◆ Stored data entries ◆
• • • • •
PR #123, opened 2018-07-31
Made a page for Bots

lealgamb:
Based on the feedback we got some people recommended a page with information about the bots we offer so here it is. 

image

### DIFF
--- a/src/main/java/codeu/controller/BotServlet.java
+++ b/src/main/java/codeu/controller/BotServlet.java
@@ -1,0 +1,45 @@
+package codeu.controller;
+
+import codeu.model.data.Bot;
+import codeu.controller.BotController;
+import java.io.IOException;
+import java.util.List;
+import javax.servlet.ServletException;
+import javax.servlet.http.HttpServlet;
+import javax.servlet.http.HttpServletRequest;
+import javax.servlet.http.HttpServletResponse;
+
+/** Servlet class responsible for the bots page. */
+public class BotServlet extends HttpServlet {
+
+  /** Controller class that gives control to Bots. */
+  private BotController botController;
+
+  /** Set up state for handling activty feed requests. */
+  @Override
+  public void init() throws ServletException {
+    super.init();
+    setBotController(BotController.getInstance());
+  }
+
+  /**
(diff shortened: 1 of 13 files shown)


src/main/java/codeu/controller/BotServlet.java
```diff
@@ -0,0 +1,45 @@
...
+import javax.servlet.http.HttpServletRequest;
+import javax.servlet.http.HttpServletResponse;
+
+/** Servlet class responsible for the bots page. */
+public class BotServlet extends HttpServlet {
+
+  /** Controller class that gives control to Bots. */
+  private BotController botController;
+
+  /** Set up state for handling activty feed requests. */
```
yebrahim: Doc.

src/main/webapp/WEB-INF/view/bots.jsp
```diff
@@ -0,0 +1,35 @@
...
+<head>
+  <title>Bots</title>
+  <%@ include file="navbar.jsp" %>
+  <link rel="stylesheet" href="/css/main.css">
+</head>
+<body>
+
+  <div id="container">
+    <h1>Bots
+      <a href="" style="float: right">&#8635;</a></h1>
```
yebrahim: What does this accomplish?

src/main/webapp/css/main.css
```diff
@@ -129,11 +129,9 @@ button {
   overflow-y: scroll;
 }
 
-/* This is for the Search Results Page */
-#results {
```
yebrahim: We not using this anymore or removed by mistake?

lealgamb: Not using it anymore. It was from when the search bar redirected to a results page.

src/main/webapp/WEB-INF/view/bots.jsp
lealgamb: It was to update the bots, but I now realize this only happens when the site is updated. I'll remove it.

src/main/java/codeu/controller/BotServlet.java
lealgamb: Oops, sorry about that.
• • • • •
◆ Activity ◆
Nothing should appear in the output except the lines from the one with "lealgamb: It was" through the end of the records above, copied exactly.

◆ Problem solution ◆
lealgamb: It was to update the bots, but I now realize this only happens when the site is updated. I'll remove it.

src/main/java/codeu/controller/BotServlet.java
lealgamb: Oops, sorry about that.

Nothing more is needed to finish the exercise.